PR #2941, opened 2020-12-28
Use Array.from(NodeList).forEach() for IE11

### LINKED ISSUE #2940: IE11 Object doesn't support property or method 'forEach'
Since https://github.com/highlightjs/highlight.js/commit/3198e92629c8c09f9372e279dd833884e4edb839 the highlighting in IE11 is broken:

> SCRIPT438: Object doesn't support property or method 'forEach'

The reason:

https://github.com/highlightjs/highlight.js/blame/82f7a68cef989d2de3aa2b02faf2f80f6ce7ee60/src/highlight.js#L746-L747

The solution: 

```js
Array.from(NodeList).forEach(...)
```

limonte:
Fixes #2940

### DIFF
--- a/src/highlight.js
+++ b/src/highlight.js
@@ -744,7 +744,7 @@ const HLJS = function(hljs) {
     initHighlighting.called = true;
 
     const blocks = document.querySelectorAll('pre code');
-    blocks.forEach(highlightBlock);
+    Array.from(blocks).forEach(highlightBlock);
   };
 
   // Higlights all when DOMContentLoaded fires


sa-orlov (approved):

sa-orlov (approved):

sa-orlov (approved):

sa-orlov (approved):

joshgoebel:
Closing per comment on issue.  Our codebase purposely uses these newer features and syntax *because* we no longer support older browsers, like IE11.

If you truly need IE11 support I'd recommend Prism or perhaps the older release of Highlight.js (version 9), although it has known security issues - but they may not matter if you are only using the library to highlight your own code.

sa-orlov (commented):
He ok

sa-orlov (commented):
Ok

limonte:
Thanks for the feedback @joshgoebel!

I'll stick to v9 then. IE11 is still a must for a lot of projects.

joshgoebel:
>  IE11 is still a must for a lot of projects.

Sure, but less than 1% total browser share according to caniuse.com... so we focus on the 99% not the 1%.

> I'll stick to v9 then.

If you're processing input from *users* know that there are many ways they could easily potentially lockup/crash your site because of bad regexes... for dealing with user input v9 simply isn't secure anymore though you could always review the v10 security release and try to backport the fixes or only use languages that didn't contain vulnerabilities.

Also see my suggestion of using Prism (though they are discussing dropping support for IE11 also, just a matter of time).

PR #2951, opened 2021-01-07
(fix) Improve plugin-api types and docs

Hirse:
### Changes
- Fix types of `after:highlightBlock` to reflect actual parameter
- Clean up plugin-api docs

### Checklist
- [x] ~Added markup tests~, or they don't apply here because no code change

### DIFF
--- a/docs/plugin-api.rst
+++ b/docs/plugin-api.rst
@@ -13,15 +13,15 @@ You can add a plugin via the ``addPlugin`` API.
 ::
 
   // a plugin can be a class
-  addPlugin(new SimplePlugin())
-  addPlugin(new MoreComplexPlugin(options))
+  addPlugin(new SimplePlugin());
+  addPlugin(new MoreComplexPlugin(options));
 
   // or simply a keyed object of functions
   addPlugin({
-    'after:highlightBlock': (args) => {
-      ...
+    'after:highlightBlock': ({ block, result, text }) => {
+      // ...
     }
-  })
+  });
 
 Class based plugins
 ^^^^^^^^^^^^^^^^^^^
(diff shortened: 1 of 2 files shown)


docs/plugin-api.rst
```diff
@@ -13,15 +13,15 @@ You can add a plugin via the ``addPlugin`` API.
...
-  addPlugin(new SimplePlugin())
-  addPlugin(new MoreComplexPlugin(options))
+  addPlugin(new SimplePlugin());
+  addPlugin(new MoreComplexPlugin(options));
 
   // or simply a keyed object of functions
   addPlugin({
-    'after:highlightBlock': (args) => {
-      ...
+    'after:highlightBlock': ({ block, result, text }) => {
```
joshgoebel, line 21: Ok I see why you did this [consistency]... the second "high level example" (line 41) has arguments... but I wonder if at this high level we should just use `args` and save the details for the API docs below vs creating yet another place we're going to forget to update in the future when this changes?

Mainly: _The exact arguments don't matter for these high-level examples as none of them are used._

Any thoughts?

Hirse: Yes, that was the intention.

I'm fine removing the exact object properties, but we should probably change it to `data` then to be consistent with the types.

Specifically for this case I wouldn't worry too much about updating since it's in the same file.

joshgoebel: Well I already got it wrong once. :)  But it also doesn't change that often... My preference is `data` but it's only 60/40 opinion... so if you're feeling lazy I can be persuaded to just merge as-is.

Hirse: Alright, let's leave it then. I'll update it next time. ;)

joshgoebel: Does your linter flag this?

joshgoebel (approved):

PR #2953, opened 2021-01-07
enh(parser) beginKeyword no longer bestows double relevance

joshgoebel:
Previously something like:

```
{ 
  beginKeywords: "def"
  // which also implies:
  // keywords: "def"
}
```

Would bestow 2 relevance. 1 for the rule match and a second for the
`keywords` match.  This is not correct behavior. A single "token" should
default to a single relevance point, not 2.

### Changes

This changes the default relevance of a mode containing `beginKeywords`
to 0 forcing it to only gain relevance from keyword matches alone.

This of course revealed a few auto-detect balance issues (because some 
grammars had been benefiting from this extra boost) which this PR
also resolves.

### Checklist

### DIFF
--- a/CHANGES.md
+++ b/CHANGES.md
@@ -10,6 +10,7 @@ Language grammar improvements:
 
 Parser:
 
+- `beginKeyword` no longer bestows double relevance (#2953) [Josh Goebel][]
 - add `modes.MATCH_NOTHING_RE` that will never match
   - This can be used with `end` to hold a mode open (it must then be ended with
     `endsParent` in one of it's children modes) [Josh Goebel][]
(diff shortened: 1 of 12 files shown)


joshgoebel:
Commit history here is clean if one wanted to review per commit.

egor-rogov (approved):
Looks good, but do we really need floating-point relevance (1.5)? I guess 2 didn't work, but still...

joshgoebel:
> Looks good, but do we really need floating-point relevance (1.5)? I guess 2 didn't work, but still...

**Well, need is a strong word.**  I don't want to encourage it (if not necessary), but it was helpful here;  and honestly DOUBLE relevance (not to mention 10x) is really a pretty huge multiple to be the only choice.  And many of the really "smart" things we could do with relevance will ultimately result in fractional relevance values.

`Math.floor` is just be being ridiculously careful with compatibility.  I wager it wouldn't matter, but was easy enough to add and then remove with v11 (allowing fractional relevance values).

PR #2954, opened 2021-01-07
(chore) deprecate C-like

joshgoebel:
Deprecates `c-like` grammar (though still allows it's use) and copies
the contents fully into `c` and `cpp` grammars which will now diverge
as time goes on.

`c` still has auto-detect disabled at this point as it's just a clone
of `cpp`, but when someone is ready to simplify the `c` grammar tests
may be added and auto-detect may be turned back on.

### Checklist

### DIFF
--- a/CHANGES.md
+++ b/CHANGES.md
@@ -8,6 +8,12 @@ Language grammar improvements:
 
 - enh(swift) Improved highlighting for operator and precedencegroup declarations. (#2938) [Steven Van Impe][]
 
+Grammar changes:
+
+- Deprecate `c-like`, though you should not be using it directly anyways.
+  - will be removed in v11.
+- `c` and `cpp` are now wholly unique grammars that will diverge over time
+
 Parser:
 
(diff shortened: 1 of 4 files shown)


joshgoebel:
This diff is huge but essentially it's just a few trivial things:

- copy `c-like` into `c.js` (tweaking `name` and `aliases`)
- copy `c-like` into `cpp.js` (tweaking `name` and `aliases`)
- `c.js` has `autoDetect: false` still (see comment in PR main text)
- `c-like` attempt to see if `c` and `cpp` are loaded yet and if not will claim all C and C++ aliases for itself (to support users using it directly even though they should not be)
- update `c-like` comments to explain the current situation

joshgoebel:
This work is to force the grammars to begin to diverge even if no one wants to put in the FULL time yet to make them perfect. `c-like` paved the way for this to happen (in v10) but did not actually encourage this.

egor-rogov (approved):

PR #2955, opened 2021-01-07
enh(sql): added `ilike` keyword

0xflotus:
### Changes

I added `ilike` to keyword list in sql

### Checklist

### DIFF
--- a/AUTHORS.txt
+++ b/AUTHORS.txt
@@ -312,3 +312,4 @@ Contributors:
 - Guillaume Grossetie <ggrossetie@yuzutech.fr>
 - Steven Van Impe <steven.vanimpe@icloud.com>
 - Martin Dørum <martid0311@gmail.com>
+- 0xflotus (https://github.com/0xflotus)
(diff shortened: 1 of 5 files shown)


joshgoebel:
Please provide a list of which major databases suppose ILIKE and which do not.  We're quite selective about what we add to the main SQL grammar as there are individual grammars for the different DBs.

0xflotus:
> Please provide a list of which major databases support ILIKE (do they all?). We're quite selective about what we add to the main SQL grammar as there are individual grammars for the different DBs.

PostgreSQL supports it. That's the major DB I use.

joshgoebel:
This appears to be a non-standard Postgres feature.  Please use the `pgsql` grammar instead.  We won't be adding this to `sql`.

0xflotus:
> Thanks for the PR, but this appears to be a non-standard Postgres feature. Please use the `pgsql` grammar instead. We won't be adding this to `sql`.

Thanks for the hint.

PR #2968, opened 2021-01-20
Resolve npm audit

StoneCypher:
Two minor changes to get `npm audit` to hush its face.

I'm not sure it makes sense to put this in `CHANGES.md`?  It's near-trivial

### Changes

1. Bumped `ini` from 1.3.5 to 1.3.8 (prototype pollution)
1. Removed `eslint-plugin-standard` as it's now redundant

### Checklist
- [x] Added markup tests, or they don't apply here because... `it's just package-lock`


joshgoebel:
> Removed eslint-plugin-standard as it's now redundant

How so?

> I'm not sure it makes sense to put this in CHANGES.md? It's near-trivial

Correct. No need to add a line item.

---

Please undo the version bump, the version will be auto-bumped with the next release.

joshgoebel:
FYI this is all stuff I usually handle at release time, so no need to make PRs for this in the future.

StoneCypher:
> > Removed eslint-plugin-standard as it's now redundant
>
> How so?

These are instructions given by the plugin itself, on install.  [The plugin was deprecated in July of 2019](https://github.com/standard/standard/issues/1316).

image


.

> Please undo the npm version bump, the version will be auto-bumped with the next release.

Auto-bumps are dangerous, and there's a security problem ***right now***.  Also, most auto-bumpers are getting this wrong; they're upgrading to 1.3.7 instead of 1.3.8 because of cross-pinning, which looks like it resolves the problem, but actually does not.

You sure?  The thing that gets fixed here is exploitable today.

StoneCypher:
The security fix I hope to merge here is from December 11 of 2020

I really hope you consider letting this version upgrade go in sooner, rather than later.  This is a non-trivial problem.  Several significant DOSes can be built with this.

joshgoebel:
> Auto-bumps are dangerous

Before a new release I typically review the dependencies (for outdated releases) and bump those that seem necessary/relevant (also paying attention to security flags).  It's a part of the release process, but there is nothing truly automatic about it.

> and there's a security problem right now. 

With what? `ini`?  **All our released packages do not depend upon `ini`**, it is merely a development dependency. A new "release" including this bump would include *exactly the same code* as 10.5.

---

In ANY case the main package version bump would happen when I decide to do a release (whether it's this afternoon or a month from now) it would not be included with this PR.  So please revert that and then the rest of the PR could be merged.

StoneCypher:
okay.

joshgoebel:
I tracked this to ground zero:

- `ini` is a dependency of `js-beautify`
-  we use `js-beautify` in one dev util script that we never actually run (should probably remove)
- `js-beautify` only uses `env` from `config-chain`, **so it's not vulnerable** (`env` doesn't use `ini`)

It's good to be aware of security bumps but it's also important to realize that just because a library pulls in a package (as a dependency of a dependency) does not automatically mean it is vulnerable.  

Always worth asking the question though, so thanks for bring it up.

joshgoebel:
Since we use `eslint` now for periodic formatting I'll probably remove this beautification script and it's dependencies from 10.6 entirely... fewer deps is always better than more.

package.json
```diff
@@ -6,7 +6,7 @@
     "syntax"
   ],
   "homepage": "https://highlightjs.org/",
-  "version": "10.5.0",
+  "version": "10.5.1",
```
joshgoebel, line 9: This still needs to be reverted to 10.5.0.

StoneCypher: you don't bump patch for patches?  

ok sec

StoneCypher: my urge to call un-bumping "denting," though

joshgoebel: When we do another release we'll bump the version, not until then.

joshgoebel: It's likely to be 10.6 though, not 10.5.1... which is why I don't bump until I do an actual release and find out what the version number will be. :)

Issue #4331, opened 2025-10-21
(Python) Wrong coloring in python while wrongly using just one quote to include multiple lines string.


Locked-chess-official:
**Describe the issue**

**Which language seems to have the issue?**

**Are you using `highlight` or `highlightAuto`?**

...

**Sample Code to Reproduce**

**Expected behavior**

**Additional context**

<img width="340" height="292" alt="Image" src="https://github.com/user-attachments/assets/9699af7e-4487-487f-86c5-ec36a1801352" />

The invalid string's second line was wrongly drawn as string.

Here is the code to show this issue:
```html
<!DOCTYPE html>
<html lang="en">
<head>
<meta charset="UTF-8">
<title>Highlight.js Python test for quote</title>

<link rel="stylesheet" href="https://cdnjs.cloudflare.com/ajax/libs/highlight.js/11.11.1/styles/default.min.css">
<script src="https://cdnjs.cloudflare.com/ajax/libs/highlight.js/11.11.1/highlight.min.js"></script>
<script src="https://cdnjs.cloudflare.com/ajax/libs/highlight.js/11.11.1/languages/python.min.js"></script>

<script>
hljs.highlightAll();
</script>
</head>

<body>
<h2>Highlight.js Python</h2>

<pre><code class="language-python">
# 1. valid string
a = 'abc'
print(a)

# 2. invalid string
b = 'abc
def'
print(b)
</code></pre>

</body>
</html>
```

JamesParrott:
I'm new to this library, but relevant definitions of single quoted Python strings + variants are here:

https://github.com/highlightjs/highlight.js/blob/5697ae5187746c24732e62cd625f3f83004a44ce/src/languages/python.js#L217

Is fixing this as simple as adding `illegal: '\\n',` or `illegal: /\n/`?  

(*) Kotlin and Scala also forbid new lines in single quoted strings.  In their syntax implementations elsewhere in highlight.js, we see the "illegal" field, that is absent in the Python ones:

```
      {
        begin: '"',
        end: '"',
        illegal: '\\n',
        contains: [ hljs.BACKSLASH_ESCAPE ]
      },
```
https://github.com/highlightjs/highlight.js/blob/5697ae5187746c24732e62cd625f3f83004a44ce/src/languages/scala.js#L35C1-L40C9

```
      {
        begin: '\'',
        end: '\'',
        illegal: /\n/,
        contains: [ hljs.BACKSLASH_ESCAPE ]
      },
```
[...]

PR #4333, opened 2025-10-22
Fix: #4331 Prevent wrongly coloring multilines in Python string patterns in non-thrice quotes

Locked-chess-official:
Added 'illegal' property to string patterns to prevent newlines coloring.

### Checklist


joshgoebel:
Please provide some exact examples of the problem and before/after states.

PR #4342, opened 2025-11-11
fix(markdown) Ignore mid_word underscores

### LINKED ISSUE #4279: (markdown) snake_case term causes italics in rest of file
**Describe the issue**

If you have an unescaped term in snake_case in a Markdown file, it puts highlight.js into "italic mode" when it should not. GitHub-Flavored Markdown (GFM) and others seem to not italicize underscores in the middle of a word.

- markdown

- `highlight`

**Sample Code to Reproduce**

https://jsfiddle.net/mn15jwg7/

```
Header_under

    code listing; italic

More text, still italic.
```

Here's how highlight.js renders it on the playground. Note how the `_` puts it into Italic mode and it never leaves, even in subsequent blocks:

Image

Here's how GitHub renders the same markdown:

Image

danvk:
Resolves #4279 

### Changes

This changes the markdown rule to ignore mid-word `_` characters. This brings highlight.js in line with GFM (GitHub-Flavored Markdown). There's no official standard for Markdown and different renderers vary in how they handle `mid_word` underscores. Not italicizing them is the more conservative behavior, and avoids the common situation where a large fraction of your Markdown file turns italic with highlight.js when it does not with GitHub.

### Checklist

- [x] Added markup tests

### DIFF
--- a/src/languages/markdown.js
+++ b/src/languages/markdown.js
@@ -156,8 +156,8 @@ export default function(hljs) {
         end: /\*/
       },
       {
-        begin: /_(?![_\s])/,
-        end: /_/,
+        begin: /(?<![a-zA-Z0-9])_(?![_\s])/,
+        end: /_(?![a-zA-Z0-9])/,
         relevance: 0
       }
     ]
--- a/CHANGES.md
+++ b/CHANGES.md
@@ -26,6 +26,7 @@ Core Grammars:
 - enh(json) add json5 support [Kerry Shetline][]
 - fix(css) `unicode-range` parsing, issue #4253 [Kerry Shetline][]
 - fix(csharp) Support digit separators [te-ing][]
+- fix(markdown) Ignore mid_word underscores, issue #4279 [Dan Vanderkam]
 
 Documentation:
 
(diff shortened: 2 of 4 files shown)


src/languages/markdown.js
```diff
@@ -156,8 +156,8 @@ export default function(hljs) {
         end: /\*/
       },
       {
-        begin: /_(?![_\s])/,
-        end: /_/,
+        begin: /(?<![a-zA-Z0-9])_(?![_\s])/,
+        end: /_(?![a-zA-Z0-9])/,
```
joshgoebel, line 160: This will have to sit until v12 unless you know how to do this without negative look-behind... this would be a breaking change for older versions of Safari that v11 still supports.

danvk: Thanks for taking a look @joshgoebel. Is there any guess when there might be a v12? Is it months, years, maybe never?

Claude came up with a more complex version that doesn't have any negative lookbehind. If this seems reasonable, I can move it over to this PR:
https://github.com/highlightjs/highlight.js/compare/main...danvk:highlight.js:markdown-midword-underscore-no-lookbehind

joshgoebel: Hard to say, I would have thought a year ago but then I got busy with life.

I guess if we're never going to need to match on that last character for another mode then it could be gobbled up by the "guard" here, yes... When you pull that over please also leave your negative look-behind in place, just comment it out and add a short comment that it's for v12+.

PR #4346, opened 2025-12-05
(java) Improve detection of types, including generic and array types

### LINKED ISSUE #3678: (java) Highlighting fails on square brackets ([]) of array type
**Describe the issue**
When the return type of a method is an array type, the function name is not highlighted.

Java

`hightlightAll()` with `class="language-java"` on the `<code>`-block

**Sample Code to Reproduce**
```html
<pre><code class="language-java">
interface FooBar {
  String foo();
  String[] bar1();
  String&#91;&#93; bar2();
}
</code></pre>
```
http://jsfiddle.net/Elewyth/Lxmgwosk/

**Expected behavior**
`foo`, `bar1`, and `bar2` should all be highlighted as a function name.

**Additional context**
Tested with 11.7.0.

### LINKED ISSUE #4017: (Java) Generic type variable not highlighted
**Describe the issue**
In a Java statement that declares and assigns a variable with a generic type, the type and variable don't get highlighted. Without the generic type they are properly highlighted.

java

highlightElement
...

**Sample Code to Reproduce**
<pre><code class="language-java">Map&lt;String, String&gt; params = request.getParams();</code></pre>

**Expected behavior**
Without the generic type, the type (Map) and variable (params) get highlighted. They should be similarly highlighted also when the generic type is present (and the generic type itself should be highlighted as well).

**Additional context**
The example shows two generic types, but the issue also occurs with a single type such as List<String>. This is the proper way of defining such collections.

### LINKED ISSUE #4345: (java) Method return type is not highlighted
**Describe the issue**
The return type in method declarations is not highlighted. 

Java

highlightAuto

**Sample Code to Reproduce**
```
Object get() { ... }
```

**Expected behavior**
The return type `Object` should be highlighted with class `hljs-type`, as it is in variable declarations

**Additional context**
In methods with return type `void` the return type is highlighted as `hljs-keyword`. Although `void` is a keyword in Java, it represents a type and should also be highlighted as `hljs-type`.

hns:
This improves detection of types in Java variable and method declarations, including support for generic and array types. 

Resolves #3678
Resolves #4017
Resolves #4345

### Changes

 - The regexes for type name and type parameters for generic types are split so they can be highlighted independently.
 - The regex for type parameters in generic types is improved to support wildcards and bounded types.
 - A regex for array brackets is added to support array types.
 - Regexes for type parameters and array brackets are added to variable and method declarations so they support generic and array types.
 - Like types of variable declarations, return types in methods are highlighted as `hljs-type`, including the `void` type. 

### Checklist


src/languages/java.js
★ ★ ★
- _TASK GOAL_
Each line of the data that holds the word "near" should be copied.

- _RESPONSE AREA_
I'm not sure it makes sense to put this in `CHANGES.md`?  It's near-trivial
> I'm not sure it makes sense to put this in CHANGES.md? It's near-trivial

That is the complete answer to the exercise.